Foods with a high glycemic index value (white bread, sugary snacks) are quickly digested and then absorbed, which causes a spike and fall in blood sugar levels. Foods with a low GI value (carrots, chickpeas, lentils) are more slowly digested and then absorbed, causing a slower and more even rise and fall in blood sugar levels.
Hummus Can Help Promote Weight Loss
Several studies have examined how hummus affects weight loss and maintenance. It is great that hummus is so tasty AND hummus has several properties that can help promote weight loss.
Hummus is a great source of dietary fiber, and when we eat healthy, fiber filled foods we feel fuller and satisfied for a longer time. Dietary fiber has also been shown to reduce levels of the hunger hormone.

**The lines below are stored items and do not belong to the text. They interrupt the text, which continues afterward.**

PR #74, opened 2017-08-17
coco gc. closes #18. closes #19.

### LINKED ISSUE #18: add detached state to thread-local GC structure

### LINKED ISSUE #19: implement enroll - un-enroll - merge thread-local GC state logic

spacejam:


src/page/mod.rs
```diff
@@ -63,6 +63,27 @@ pub enum CacheEntry<M> {
 
 unsafe impl<M: Send> Send for CacheEntry<M> {}
 
+#[derive(Debug, Clone)]
+pub struct CasKey<P> {
+    ptr: *const stack::Node<CacheEntry<P>>,
+    tag: usize,
+}
```
spacejam: I've created this to act like a sort of "access key" that lets other threads later try to atomically update shared state with, but without having access to the pointer underneath. This lets us avoid using coco `Scope`'s in higher-level API's above the pagecache, while still having the advantages of epoch GC. I'll write more about this in a trip report for adapting to coco, since it's sort of a side-effect of the way scopes are handled there.

src/page/mod.rs
```diff
@@ -63,6 +63,27 @@ pub enum CacheEntry<M> {
...
+
+impl<'s, P> From<Ptr<'s, stack::Node<CacheEntry<P>>>> for CasKey<P> {
+    fn from(ptr: Ptr<'s, stack::Node<CacheEntry<P>>>) -> CasKey<P> {
+        CasKey {
+            ptr: ptr.as_raw(),
+            tag: ptr.tag(),
+        }
+    }
+}
```
spacejam: this lets coco shared atomic `Ptr`'s be converted to a `CasKey` as it crosses the boundary from coco-scoped land to the external users of the pagecache API (which should not be able to dereference any shared pointers)

src/page/mod.rs
```diff
@@ -63,6 +63,27 @@ pub enum CacheEntry<M> {
...
+
+impl<'s, P> Into<Ptr<'s, stack::Node<CacheEntry<P>>>> for CasKey<P> {
+    fn into(self) -> Ptr<'s, stack::Node<CacheEntry<P>>> {
+        unsafe { Ptr::from_raw(self.ptr).with_tag(self.tag) }
+    }
+}
```
spacejam: this lets us convert `CasKey`'s to coco `Ptr`'s so that we can pass the pointer out of the coco-scope protected code, and be used later for attempting to compare-and-swap a coco-protected variable.

src/page/page_cache.rs
```diff
@@ -99,13 +100,12 @@ impl<PM, P, R> PageCache<PM, LockFreeLog, P, R>
 
     /// Create a new page, trying to reuse old freed pages if possible
     /// to maximize underlying `Radix` pointer density.
-    pub fn allocate(&self) -> (PageID, *const stack::Node<CacheEntry<P>>) {
+    pub fn allocate(&self) -> (PageID, CasKey<P>) {
```
spacejam: all public-facing api's have no idea about coco scopes, or the details of the pointers that will later be used for CAS operations. the details are hidden away in the `CasKey` that they do have access to.

PR #76, opened 2017-08-20
sanitizers, reducing dependencies, conditional compiliation of deps, fix leaks. closes #59.

### LINKED ISSUE #59: add failing memory leak test script

spacejam:


spacejam:
@pmuens this PR adds the conditional dependencies to `Cargo.toml` for bench as well!

The stress tool is basically a specially tuned tool for sussing out concurrency and memory issues, by being configured to maximize overhead within the high-logic areas (small node sizes so they are split often, small cache threshold so things get dropped frequently, small consolidation threshold so pages get consolidated often, etc...). It is not about measuring latency histograms on realistic workloads, which is what the bench tool is for. Basically I needed something like this to use with the sanitizer tests. There is a bit of overlap, and feel free to just copy any parts of it that are useful, but it doesn't cover latency histograms, which is the main purpose of the bench tool.

pmuens:
> @pmuens this PR adds the conditional dependencies to Cargo.toml for bench as well!

Whoops. Looks like I missed that when skimming through the PR. Thanks for adding!

> The stress tool is basically a specially tuned tool for sussing out concurrency and memory issues, by being configured to maximize overhead within the high-logic areas (small node sizes so they are split often, small cache threshold so things get dropped frequently, small consolidation threshold so pages get consolidated often, etc...). It is not about measuring latency histograms on realistic workloads, which is what the bench tool is for. Basically I needed something like this to use with the sanitizer tests. There is a bit of overlap, and feel free to just copy any parts of it that are useful, but it doesn't cover latency histograms, which is the main purpose of the bench tool.

Gotcha! That makes sense 👍. Great addition!

spacejam:
I've spent the last couple days chasing down the remaining memory leaks. I also implemented safe reuse of PageID's by implementing a `PidDropper` object that the epoch system drops when it's safe, and in the `Drop` code it pushes the ID to the free stack for reuse. Things are looking a lot more reliable now, and I'm getting excited for telling a few more people about the system soon!

pmuens:
> I've spent the last couple days chasing down the remaining memory leaks. I also implemented safe reuse of PageID's by implementing a PidDropper object that the epoch system drops when it's safe, and in the Drop code it pushes the ID to the free stack for reuse. Things are looking a lot more reliable now, and I'm getting excited for telling a few more people about the system soon!

Great news! 👍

Eating more fiber can curb your appetite and can help reduce your calorie intake, which promotes weight loss. Plus, hummus is a great source of plant-based protein and a higher protein intake can help curb appetite and boost your metabolism.
Hummus is Naturally Gluten, Nut and Dairy-Free
So many different food allergies and intolerances affect millions of people worldwide.
For people who suffer with food allergies and intolerances it can be a real struggle to find foods that agree with them and don’t cause uncomfortable symptoms.
Luckily, hummus is naturally gluten, nut and dairy-free and can be enjoyed by nearly everyone. Always read the labels – some brands may add preservatives or other ingredients. Check with a nutritionist or your doctor if you’re unsure! If you’re allergic to sesame seeds, you may want to think twice since tahini is made with sesame seeds.
Hummus is Easy to Add to Your Diet
Hummus is nutritious and tasty, and so easy to add to your diet. Spread it on a wrap, pita pocket or sandwich instead of a high-calorie spread, like mayonnaise or a creamy dressing.
Hummus also makes a great dip. Pair hummus with crunchy foods like celery, carrots, cucumbers and sweet peppers. The crunchy veggies may even help satisfy cravings for the crunch of a potato chip.